On the flip side are instances where individuals, organizations or businesses end up taking no action at all due to concerns about potential violations.


“When rules get in the way of legitimate uses like treating a patient, there is a problem,” Nahra explains, using the example of the 2007 tragedy at Virginia Tech, where those who had information about issues related to the gunman who would kill more than 30 people and himself had not taken action or shared information out of fear of “breaking the rules” governing that information.


In such cases, he says, entities are impeded from taking appropriate action because of confusion over the rules governing data protection and use.


When it comes to healthcare privacy enforcement, Nahra notes that there are currently more issues with the rules than the enforcement agencies themselves, given that HHS and the OCR are specialized regulators that understand how the industry works. While HHS understands the work of doctors, hospitals and healthcare providers, HHS is not the expert when dealing with providers such as accounting firms that handle information related to healthcare but are not actual providers. And, there is the addition of other regulators, as illustrated by Connecticut’s attorney general filing the first lawsuit against a healthcare company for HIPAA violations as authorized under the HITECH Act.


The best option would be a single privacy rule, Nahra says, with his second choice being a single privacy regulator. He describes the current collection of multiple regulators dealing with many privacy rules as a worst-case scenario.


Belair notes that using consent as the green light for the collection, use and dissemination of PII makes more sense in situations where the data subject is able to make a reasoned decision. Using the analogy of a jobseeker who must give “consent” for personal information to be gathered in order to be considered for the job, Belair explains that choice is not really an option in the true sense of the word.


“Relationships do matter,” he says. The comfort level an individual has providing information to his or her physician is likely to be quite different from that that same person would feel for a marketer.


Regulators seem to agree.


CNET
on an event earlier this summer where FTC Consumer Protection Bureau Senior Attorney Kathryn Ratte noted that existing privacy law, which relies on disclosure of data collection and use practices and on informed consumer choice, "in some very basic sense isn't working.”


When it comes to privacy law and, thus, enforcement, the foundation should be those relationships, Belair suggests, to be more grounded in real-world privacy implications.


“You open and close that gate based on the kind of relationship you have and the amount of trust you have,” he says.


A primary problem with the multiple-regulator and overlapping-regulation approach is that it puts an emphasis on where the information comes from as opposed to the nature and use of the information.

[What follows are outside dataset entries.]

PR #2935, opened 2021-06-06
fix: Skip build of Docker image if ImageUri is a valid ECR URL (#2934)

alexisfacques:
#### Which issue(s) does this change fix?

#2934 

#### Why is this change necessary?

- Support deployment of `PackageType: Image` lambda functions of which the underlying Docker image is built/deployed externally to SAM.

#### How does it address the issue?

- Checks whether or not the `ImageUri` property of a `AWS::Serverless::Function`, or `Code.ImageUri` property of a `AWS::Lambda::Function` is a valid ECR URL, based on the resource `PackageType`. If so, skips the local image build and prompts the user with a proper warning, similarly to `Zip` packaged lambdas.

```
  Function:
    Type: AWS::Serverless::Function
    Properties:
      PackageType: Image
      ImageUri: 123456789012.dkr.ecr.eu-west-1.amazonaws.com/function:latest
```

```
% sam build
The resource AWS::Serverless::Function 'Function' has specified ECR registry image for ImageUri. It will not be built and SAM CLI does not support invoking it locally.
```

#### What side effects does this change have?

TBD

#### Checklist

- [x] Add input/output [type hints](https://docs.python.org/3/library/typing.html) to new functions/methods
- [x] Write unit tests
- [x] `make pr` passes

By submitting this pull request, I confirm that my contribution is made under the terms of the [Apache 2.0 license](https://www.apache.org/licenses/LICENSE-2.0).

PR #3272, opened 2021-09-14
fix: Revert the behavior when both ImageUri and Metadata exist for im…

### LINKED ISSUE #3239: `sam build` broken after upgrading SAM CLI when using ECR (backward compatibility issue)
### Description:
I have a SAM application with an AWS ECR repository configured as the storage for the app snapshots/releases.

So far I was using just `sam build` and `sam deploy` to deploy my SAM application. It used to work with SAM CLI 1.24.1.

Unfortunately after I upgraded to SAM CLI 1.27.2 it stopped working. Now `sam build` says:

> The resource AWS::Serverless::Function 'HelloFunction' has specified ECR registry image for ImageUri. It will not be built and SAM CLI does not support invoking it locally.

Upgrading SAM CLI to the current latest version 1.30.0 doesn't help either.

**This is a breaking change.** Not sure if it was announced anywhere. Also it seems the problem was introduced as part of #2934.

Honestly I don't know what I should do now and how I should fix it. For now I can stick to the SAM CLI version that works for me but this is only a temporary solution.

### Steps to reproduce:
Create a SAM app with a template including:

The American public does not care where the information came from, Belair suggests, but is very concerned about “how sensitive it is and what you’re going to do with it.”


Using that as the basis for regulation is a common-sense approach that works, he says.


Whether the current approach is good or bad, however, many experts do not expect it to change any time soon.


“I think it’s inevitable that we’re going to have a sectoral approach,” Belair explains, noting that with the structure of the U.S. Congress, a huge number of very different committees would be required to sign-off on a move to a one-privacy-executive format. And with committees as diverse as banking, judiciary and homeland security, such a transition would be an extraordinary accomplishment. “It’s not, in the foreseeable future, going to change.”